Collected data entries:

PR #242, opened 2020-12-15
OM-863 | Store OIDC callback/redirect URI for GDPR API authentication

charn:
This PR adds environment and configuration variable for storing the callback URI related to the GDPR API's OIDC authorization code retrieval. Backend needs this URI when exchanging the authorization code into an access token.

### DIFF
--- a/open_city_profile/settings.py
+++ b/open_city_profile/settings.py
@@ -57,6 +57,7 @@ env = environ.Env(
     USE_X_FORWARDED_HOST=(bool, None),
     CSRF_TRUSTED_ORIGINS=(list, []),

_Task prompt_.
Each and every record above needs writing out exactly.

_Final answer_.
PR #242, opened 2020-12-15
OM-863 | Store OIDC callback/redirect URI for GDPR API authentication

charn:
This PR adds environment and configuration variable for storing the callback URI related to the GDPR API's OIDC authorization code retrieval. Backend needs this URI when exchanging the authorization code into an access token.

### DIFF
--- a/open_city_profile/settings.py
+++ b/open_city_profile/settings.py
@@ -57,6 +57,7 @@ env = environ.Env(
     USE_X_FORWARDED_HOST=(bool, None),
     CSRF_TRUSTED_ORIGINS=(list, []),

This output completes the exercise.